Start of Extracted records

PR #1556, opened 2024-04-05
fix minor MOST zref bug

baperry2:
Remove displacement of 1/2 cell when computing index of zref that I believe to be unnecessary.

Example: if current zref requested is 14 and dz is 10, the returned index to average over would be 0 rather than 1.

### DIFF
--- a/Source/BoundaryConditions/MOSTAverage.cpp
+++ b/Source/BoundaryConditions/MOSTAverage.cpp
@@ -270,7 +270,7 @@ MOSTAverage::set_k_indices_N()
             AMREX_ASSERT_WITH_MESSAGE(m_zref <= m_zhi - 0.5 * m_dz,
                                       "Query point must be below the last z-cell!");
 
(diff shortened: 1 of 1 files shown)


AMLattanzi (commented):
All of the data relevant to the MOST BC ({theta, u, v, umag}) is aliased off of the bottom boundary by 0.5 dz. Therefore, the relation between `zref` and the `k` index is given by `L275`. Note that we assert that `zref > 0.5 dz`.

End of Extracted records
Start of Extracted records

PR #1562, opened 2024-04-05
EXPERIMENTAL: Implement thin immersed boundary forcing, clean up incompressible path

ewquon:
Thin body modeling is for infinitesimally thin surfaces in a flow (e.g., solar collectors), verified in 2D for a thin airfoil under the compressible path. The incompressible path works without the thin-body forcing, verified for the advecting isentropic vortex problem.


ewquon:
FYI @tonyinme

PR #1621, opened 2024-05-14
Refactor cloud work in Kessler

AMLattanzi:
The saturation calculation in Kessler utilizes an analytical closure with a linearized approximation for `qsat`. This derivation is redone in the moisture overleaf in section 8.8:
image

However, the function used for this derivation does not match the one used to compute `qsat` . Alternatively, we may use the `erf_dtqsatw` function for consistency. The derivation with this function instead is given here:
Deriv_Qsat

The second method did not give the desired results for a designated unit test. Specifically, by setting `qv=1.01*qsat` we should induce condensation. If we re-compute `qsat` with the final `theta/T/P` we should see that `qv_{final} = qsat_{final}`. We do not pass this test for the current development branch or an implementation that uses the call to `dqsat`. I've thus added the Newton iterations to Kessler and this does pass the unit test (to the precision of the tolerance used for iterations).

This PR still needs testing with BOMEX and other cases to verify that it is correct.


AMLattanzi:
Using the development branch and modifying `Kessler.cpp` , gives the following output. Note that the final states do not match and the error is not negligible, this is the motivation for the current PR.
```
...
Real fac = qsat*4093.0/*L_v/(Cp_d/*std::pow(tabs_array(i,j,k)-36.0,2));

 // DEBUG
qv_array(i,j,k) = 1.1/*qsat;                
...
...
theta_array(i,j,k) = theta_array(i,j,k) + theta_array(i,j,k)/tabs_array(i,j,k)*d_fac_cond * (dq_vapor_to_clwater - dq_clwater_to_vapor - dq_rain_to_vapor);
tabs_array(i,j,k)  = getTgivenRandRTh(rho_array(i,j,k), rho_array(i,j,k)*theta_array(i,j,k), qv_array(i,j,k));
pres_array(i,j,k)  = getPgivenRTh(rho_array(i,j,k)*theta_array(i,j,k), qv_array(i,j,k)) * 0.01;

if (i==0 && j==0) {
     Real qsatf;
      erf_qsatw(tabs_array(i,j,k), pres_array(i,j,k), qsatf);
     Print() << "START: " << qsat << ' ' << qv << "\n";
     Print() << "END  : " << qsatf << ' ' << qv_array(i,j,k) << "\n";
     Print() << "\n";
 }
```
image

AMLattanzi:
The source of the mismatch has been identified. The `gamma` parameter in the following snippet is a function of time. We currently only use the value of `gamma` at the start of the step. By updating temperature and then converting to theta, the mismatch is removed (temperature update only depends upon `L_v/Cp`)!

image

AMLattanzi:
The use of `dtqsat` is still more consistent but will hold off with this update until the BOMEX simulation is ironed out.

End of Extracted records
Start of Extracted records

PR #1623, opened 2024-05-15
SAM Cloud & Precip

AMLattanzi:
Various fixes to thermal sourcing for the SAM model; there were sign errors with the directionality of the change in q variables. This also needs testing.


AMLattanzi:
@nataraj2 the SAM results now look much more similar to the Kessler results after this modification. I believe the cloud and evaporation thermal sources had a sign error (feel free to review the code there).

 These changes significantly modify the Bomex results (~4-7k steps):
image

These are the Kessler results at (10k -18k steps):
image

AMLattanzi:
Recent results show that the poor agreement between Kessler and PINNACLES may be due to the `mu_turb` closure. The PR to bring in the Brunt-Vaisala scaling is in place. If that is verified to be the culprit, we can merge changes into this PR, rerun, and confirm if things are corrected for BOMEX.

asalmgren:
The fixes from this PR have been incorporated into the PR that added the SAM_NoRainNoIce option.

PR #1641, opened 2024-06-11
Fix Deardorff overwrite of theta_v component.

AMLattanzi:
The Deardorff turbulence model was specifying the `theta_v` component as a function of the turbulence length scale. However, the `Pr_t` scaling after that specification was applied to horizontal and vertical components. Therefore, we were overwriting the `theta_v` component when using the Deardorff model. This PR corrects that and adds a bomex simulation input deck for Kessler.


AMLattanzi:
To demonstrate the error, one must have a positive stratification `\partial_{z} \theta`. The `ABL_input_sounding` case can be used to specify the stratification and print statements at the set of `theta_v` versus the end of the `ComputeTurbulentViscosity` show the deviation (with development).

End of Extracted records

▶ _Problem details_
The answer should be only the number of lines in the data that contain the string "BoundaryConditions".

▶ _The completed task_
2